The discovery of Apertotemporalis in the Bahariya Formation indicates that bothremydids could inhabit marine-littoral environments, such as brackish lagoons and freshwater streams. Bothremydids' adaptations to saltwater environments like these facilitated their spread, with members of the family known from nearly every continent by the climax of the Cretaceous. Bothremydid diets are very diverse, with taxa being omnivorous, piscivorous, or carnivorous, aiding them in achieving their wide distribution. In a 2022 book, Egyptian researcher Jamale Ijouiher stated that Apertotemporalis was a generalist omnivore. However, bothremydids never developed the paddle limbs found in oceanic turtles like chelonioideans, restricting them from traveling across deep open oceans. North Africa, during the Cenomanian stage of the Late Cretaceous, bordered the Tethys Sea, and was a mangrove-dominated coastal environment filled with vast tidal flats and waterways. Fossils of terrestrial and freshwater animals, including those of Apertotemporalis, were largely found in a lower layer of the Bahariya Formation whereas those of marine animals like plesiosaurs are more common in upper layers of the formation, indicating a change in the environment to a marine depositional one. Apertotemporalis was the first turtle described and the only one named from the Bahariya Formation, however indeterminate taxa from the families Araripemydidae, Chelonioidea, Trionychia, Chelyidae, Pelomedusidae, and Bothremydidae have been described.

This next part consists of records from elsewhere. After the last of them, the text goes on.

PR #584, opened 2026-08-13
[RSDEV-13639][D58X] Expose GMSL camera controls

lemon6630:
Jira: [RSDEV-13639](https://rsjira.realsenseai.com/browse/RSDEV-13639)

## What changed

- expose Depth-primary Device Mode and active-2C AE Policy V4L2 controls for D58x
- read and write exact one-byte GMSL XU windows at 0x4528 and 0x4530
- remove all Device Mode / 2C AE custom-HWMC commands, helpers, error mapping, and generic-HWMC interception
- expose the shared Auto / Depth Master / RGB Master / Hybrid AE contract as values 0..3
- keep configured and active Device Mode separate until HKR reboot
- require camera idle state for both camera-wide SET operations and activate AE only for the booted 2C mode

## Why

Device Mode and 2C AE now have dedicated HKR GMSL XU bridge endpoints. The Host no longer needs the temporary feature-specific HWMC transport and can use the same one-byte ABI directly.

## Validation

- full JP6.2.1 build passed at the current head
- d4xx.ko: version 1.0.6.3, srcversion 9C4BD01D5823E60AB271AF2, SHA-256 13e6315fa362cfdc5f8a09331d5a152d7630e72b05c7de834c622b8db3da784d
- strict Host delta checkpatch: 0 errors, 0 warnings, 0 checks
- final HKR rebase build passed as BKC 7.58.41077.14027; hardware validation used the patch-equivalent BKC 7.58.41072.14026 stack
- D585 GMSL hardware: 3C -> 2C persistence, AE policies 0/1/2/3 SET/GET, invalid ERANGE, streaming EBUSY
- Depth/Color/IR/IMU regression: 120/120/120/400 frames with no new dmesg error
- final persistent DFU reached dfuMANIFEST-WAIT-RESET, status 0; bench was restored to 3C
- current Host module was deployed on Jetson and passed a final 120-frame Depth stream against firmware 7.58.112.202

Current hardware requires waiting for HKR reboot and reloading d4xx because HKR reset power-cycles GMSL. Automatic teardown/re-probe remains outside this PR.

### DIFF
--- a/kernel/realsense/d4xx.c
+++ b/kernel/realsense/d4xx.c
@@ -500,6 +500,8 @@ struct ds5_ctrls {
 		struct v4l2_ctrl *query_sub_stream;
 		struct v4l2_ctrl *set_sub_stream;
 		struct v4l2_ctrl *sync_mode;
+		struct v4l2_ctrl *device_mode;
+		struct v4l2_ctrl *dual_rgb_ae_policy;
 		/* RGB-only ISP controls. Only ae_priority needs a stored
 		 * pointer because it must be disabled per-SKU after probe
 		 * (D40X/D401 does not support it). The remaining controls
@@ -665,6 +667,9 @@ struct ds5_dev {
 	/* Pointer to the primary DS5 struct */
 	struct ds5 *ds5_primary;
 	bool serdes_setup_complete;
+	int configured_device_mode;
+	int active_device_mode;
+	bool device_mode_valid;
 
 	bool depth_streaming;
 	bool ir_streaming;
@@ -2567,6 +2572,23 @@ enum ds5_sync_mode {
 
 /* Depth AE mode: single R/W control, maps to librealsense XU selector 0x11 */
 #define DS5_CAMERA_CID_AE_MODE		(DS5_CAMERA_CID_BASE+35)
+#define DS5_CAMERA_CID_DEVICE_MODE	(DS5_CAMERA_CID_BASE + 36)
+#define DS5_CAMERA_CID_DUAL_RGB_AE_POLICY (DS5_CAMERA_CID_BASE + 37)
+
+enum d500_device_mode {
+	D500_DEVICE_MODE_3C = 0,
+	D500_DEVICE_MODE_2C = 1,
+};
+
+enum d500_2c_ae_mode {
+	D500_2C_AE_POLICY_AUTO = 0,
+	D500_2C_AE_POLICY_DEPTH_MASTER = 1,
+	D500_2C_AE_POLICY_RGB_MASTER = 2,
+	D500_2C_AE_POLICY_HYBRID = 3,
+};
+
+#define D500_DEVICE_MODE_XU_BASE		0x4528
+#define D500_DUAL_RGB_AE_XU_BASE	0x4530
 
 /* Auto-exposure algorithm types — mirrors FW ETAeType */
 enum ds5_ae_type {
@@ -2699,6 +2721,133 @@ static int ds5_hwmc_send(struct ds5 *state,
 	ds5_write_with_check(state, DS5_HWMC_EXEC, 0x01); /* execute cmd */
 
 	return 0;
+}
+
+/* Caller must hold state->ds5_dev->lock. */
+static bool d5xx_camera_is_idle_locked(struct ds5 *state)
+{
+	return !state->ds5_dev->depth_streaming &&
+	       !state->ds5_dev->rgb_streaming &&
+	       !state->ds5_dev->ir_streaming &&
+	       !state->ds5_dev->imu_streaming;
+}
+
+static int d5xx_get_device_mode(struct ds5 *state, u32 *mode)
+{
+	u8 value;
+	int ret;
+
+	if (!mode)
+		return -EINVAL;
+
+	ret = ds5_raw_read(state, D500_DEVICE_MODE_XU_BASE,
+			   &value, sizeof(value));
+	if (ret)
+		return ret;
+	if (value > D500_DEVICE_MODE_2C)
+		return -EBADMSG;
+
+	*mode = value;
+	return 0;
+}
+
+static int d5xx_set_device_mode(struct ds5 *state, u32 mode)
+{
+	u8 value;
+	int ret;
+
+	if (mode > D500_DEVICE_MODE_2C)
+		return -EINVAL;
+	value = mode;
+
+	mutex_lock(&state->ds5_dev->lock);
+	if (!d5xx_camera_is_idle_locked(state)) {
+		ret = -EBUSY;
+	} else {
+		ret = ds5_raw_write(state, D500_DEVICE_MODE_XU_BASE,
+				    &value, sizeof(value));
+		if (!ret)
+			state->ds5_dev->configured_device_mode = mode;
+	}
+	mutex_unlock(&state->ds5_dev->lock);
+
+	return ret;
+}
+
+static int d5xx_get_ae_policy(struct ds5 *state, u32 *policy)
+{
+	u8 value;
+	int ret;
+
+	if (!policy)
+		return -EINVAL;
+
+	mutex_lock(&state->ds5_dev->lock);
+	ret = (!state->ds5_dev->device_mode_valid ||
+	       state->ds5_dev->active_device_mode != D500_DEVICE_MODE_2C) ?
+		-EOPNOTSUPP : 0;
+	mutex_unlock(&state->ds5_dev->lock);
+	if (ret)
+		return ret;
+
+	ret = ds5_raw_read(state, D500_DUAL_RGB_AE_XU_BASE,
+			   &value, sizeof(value));
+	if (ret)
+		return ret;
+	if (value > D500_2C_AE_POLICY_HYBRID)
+		return -EBADMSG;
+
+	*policy = value;
+	return 0;
+}
+
+static int d5xx_set_ae_policy(struct ds5 *state, u32 policy)
+{
+	u8 value;
+	int ret;
+
+	if (policy > D500_2C_AE_POLICY_HYBRID)
+		return -EINVAL;
+	value = policy;
+
+	mutex_lock(&state->ds5_dev->lock);
+	ret = (!state->ds5_dev->device_mode_valid ||
+	       state->ds5_dev->active_device_mode != D500_DEVICE_MODE_2C) ?
+		-EOPNOTSUPP : 0;
+	if (!ret && !d5xx_camera_is_idle_locked(state))
+		ret = -EBUSY;
+	if (!ret)
+		ret = ds5_raw_write(state, D500_DUAL_RGB_AE_XU_BASE,
+				    &value, sizeof(value));
+	mutex_unlock(&state->ds5_dev->lock);
+
+	return ret;
+}
+
+static int d5xx_refresh_device_mode(struct ds5 *state, bool boot_mode)
+{
+	u32 mode;
+	int ret;
+
+	ret = d5xx_get_device_mode(state, &mode);
+	mutex_lock(&state->ds5_dev->lock);
+	if (!ret) {
+		state->ds5_dev->configured_device_mode = mode;
+		if (boot_mode)
+			state->ds5_dev->active_device_mode = mode;
+		state->ds5_dev->device_mode_valid = true;
+	} else if (boot_mode) {
+		state->ds5_dev->device_mode_valid = false;
+	}
+	mutex_unlock(&state->ds5_dev->lock);
+
+	if (state->ctrls.dual_rgb_ae_policy) {
+		const bool active = !ret && mode == D500_DEVICE_MODE_2C;
+
+		v4l2_ctrl_activate(state->ctrls.dual_rgb_ae_policy, active);
+	}
+
+	return ret;
 }
 
 static int ds5_set_calibration_data(struct ds5 *state,
@@ -3050,6 +3199,18 @@ static int ds5_hw_reset_with_recovery(struct ds5 *state)
 			dev_warn(&state->client->dev,
 				"%s(): serializer ESYNC %s after HW reset failed (%d)\n",
 				__func__, need_esync ? "enable" : "disable", ret);
+	}
+
+	if (dev_type == DS5_DEVICE_TYPE_D58X) {
+		struct ds5 *owner = state->ds5_dev->ds5_primary ?
+			state->ds5_dev->ds5_primary : state;
+		int mode_ret;
+
+		mode_ret = d5xx_refresh_device_mode(owner, true);
+		if (mode_ret)
+			dev_warn(&state->client->dev,
+				 "%s(): D58x device-mode refresh after HW reset failed (%d)\n",
+				 __func__, mode_ret);
 	}
 
 	WRITE_ONCE(state->ds5_dev->last_reset_jiffies, jiffies);
@@ -3453,6 +3614,18 @@ static int ds5_s_ctrl(struct v4l2_ctrl *ctrl)
 				ret = ds5_set_ser_esync_tunneling(state, need_esync);
 			}
 		}
+		break;
+	case DS5_CAMERA_CID_DEVICE_MODE:
+		if (state->is_depth &&
+		    READ_ONCE(state->ds5_dev->cached_device_type) ==
+			    DS5_DEVICE_TYPE_D58X)
+			ret = d5xx_set_device_mode(state, ctrl->val);
+		break;
+	case DS5_CAMERA_CID_DUAL_RGB_AE_POLICY:
+		if (state->is_depth &&
+		    READ_ONCE(state->ds5_dev->cached_device_type) ==
+			    DS5_DEVICE_TYPE_D58X)
+			ret = d5xx_set_ae_policy(state, ctrl->val);
 		break;
 	case DS5_CAMERA_CID_PWM:
 		if (state->is_depth)
@@ -3899,6 +4072,32 @@ static int ds5_g_volatile_ctrl(struct v4l2_ctrl *ctrl)
 		if (state->is_depth)
 			ds5_read(state, base | DS5_CAMERA_SYNC_MODE, ctrl->p_new.p_u16);
 		break;
+	case DS5_CAMERA_CID_DEVICE_MODE:
+		if (state->is_depth && ctrl->p_new.p_s32 &&
+		    READ_ONCE(state->ds5_dev->cached_device_type) ==
+			    DS5_DEVICE_TYPE_D58X) {
+			u32 mode;
+
+			ret = d5xx_get_device_mode(state, &mode);
+			if (!ret) {
+				*ctrl->p_new.p_s32 = mode;
+				mutex_lock(&state->ds5_dev->lock);
+				state->ds5_dev->configured_device_mode = mode;
+				mutex_unlock(&state->ds5_dev->lock);
+			}
+		}
+		break;
+	case DS5_CAMERA_CID_DUAL_RGB_AE_POLICY:
+		if (state->is_depth && ctrl->p_new.p_s32 &&
+		    READ_ONCE(state->ds5_dev->cached_device_type) ==
+			    DS5_DEVICE_TYPE_D58X) {
+			u32 policy;
+
+			ret = d5xx_get_ae_policy(state, &policy);
+			if (!ret)
+				*ctrl->p_new.p_s32 = policy;
+		}
+		break;
 	case DS5_CAMERA_CID_PWM:
 		if (state->is_depth)
 			ds5_read(state, base | DS5_PWM_FREQUENCY, ctrl->p_new.p_u16);
@@ -4251,6 +4450,42 @@ static const struct v4l2_ctrl_config ds5_ctrl_error_code = {
 	.flags = DS5_READ_ONLY_TELEMETRY_FLAGS,
 };
 
+static const char * const d58x_device_mode_menu[] = {
+	[D500_DEVICE_MODE_3C] = "3C",
+	[D500_DEVICE_MODE_2C] = "2C",
+};
+
+static const struct v4l2_ctrl_config ds5_ctrl_device_mode_d58x = {
+	.ops = &ds5_ctrl_ops,
+	.id = DS5_CAMERA_CID_DEVICE_MODE,
+	.name = "Device Mode",
+	.type = V4L2_CTRL_TYPE_MENU,
+	.min = D500_DEVICE_MODE_3C,
+	.max = D500_DEVICE_MODE_2C,
+	.def = D500_DEVICE_MODE_3C,
+	.qmenu = d58x_device_mode_menu,
+	.flags = V4L2_CTRL_FLAG_VOLATILE | V4L2_CTRL_FLAG_EXECUTE_ON_WRITE,
+};
+
+static const char * const d58x_ae_policy_menu[] = {
+	[D500_2C_AE_POLICY_AUTO] = "Auto",
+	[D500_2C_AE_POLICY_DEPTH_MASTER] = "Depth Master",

A diverse fauna of other animals is known from the Bahariya Formation. Underwater life diversity exploded during this period in the mangroves of North Africa, represented by genera like the bony fish Mawsonia and Paranogmius, sawskates Onchopristis and Schizorhiza, sharks like Squalicorax and Cretolamna, and a variety of invertebrates. Non-dinosaurian reptiles such as the early sea snake Simoliophis, several indeterminate plesiosaurs, crocodylomorphs like the stomatosuchid Stomatosuchus and the eunotosuchian Libycosuchus,' and an indeterminate pterosaur are also known from the formation. Dinosaurs are represented by the sauropods Aegyptosaurus, Paralititan, and an indeterminate titanosaur, the theropods Spinosaurus, Tameryraptor, Bahariasaurus, an indeterminate abelisaurid, and possibly Sigilmassasaurus and Deltadromeus.